### [EXERCISE BRIEF]
Copy each line below containing "Track".

Saved data entries

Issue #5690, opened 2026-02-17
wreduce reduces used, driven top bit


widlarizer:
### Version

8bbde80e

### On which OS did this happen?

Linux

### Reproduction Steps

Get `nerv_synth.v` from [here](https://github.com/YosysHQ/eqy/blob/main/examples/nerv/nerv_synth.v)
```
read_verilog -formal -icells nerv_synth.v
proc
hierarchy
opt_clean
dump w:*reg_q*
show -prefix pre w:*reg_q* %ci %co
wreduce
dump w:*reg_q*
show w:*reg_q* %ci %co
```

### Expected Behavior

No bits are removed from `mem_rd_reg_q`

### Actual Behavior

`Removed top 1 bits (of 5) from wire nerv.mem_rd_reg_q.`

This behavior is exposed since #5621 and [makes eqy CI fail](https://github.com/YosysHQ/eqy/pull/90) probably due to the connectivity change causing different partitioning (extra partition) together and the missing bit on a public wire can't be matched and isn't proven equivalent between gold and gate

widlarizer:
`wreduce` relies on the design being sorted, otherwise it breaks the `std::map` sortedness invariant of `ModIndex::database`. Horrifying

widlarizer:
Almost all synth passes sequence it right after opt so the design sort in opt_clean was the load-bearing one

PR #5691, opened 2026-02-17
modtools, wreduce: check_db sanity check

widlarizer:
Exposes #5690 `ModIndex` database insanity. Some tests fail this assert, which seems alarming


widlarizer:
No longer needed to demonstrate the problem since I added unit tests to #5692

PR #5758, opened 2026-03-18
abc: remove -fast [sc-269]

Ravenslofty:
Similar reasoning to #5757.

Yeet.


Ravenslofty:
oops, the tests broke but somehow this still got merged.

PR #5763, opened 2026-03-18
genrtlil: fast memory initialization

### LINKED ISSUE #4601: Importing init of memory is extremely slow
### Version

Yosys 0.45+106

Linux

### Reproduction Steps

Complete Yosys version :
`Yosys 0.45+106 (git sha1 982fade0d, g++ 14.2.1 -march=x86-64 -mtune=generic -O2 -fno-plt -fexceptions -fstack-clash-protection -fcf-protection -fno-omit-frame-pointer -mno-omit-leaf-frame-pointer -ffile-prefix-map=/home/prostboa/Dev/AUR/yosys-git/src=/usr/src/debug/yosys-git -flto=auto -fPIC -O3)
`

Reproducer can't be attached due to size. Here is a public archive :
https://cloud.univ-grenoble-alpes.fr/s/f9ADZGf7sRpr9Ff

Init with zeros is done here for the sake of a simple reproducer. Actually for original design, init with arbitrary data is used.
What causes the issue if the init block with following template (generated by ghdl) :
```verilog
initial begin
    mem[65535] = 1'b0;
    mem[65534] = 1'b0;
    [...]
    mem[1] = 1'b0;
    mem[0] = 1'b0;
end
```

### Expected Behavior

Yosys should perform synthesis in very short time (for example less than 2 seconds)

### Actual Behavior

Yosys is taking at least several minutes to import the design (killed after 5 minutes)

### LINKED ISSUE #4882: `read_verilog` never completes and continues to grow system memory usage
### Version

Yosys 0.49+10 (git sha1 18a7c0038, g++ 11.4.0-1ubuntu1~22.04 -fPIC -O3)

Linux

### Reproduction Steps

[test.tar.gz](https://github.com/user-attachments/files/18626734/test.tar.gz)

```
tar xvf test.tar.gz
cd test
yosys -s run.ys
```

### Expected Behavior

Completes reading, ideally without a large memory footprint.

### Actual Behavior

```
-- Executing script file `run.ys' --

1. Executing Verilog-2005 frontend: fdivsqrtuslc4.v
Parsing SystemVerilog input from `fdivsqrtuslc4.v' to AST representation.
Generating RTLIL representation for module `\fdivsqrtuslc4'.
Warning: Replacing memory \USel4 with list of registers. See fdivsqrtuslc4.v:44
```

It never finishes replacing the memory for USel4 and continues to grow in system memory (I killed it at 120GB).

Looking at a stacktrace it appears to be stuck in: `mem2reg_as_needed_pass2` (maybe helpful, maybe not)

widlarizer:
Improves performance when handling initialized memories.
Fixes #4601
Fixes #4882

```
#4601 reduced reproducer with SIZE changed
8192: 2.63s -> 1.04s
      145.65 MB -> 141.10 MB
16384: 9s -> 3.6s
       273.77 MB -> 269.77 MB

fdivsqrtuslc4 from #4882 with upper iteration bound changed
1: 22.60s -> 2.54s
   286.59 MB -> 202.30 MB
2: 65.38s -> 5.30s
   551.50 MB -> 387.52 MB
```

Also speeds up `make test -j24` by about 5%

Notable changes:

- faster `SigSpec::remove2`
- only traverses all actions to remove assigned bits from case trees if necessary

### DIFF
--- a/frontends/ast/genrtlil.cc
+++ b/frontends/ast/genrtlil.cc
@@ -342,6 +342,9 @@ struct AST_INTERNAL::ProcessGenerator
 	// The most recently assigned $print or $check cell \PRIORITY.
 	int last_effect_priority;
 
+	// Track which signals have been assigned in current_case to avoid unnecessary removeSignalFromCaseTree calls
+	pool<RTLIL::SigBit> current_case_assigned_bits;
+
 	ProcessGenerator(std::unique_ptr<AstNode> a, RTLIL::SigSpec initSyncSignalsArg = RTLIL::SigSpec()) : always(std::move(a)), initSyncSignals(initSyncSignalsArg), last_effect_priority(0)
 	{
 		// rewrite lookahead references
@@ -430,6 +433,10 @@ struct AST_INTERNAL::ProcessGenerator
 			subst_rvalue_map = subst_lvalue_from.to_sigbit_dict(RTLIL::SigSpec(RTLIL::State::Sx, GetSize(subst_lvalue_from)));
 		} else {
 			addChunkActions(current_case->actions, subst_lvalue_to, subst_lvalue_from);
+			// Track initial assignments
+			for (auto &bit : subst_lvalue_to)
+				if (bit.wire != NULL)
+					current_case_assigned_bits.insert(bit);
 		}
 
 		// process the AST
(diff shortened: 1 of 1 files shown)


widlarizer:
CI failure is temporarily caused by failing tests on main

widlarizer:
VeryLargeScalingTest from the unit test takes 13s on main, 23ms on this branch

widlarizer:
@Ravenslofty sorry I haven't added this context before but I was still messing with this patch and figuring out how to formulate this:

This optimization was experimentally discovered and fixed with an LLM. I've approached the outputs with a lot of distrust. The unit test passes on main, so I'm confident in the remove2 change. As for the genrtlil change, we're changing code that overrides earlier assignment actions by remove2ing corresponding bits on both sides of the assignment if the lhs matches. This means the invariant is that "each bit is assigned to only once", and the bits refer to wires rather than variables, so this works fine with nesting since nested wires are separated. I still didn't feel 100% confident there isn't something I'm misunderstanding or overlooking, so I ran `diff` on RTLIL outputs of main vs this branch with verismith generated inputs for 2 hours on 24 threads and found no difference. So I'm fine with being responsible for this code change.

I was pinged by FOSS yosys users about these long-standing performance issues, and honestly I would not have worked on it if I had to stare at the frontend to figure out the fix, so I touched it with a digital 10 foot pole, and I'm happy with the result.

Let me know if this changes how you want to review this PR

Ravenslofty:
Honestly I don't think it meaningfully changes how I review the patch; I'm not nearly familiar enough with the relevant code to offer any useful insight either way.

### [ANSWER TO THIS TASK]
+	// Track which signals have been assigned in current_case to avoid unnecessary removeSignalFromCaseTree calls
+			// Track initial assignments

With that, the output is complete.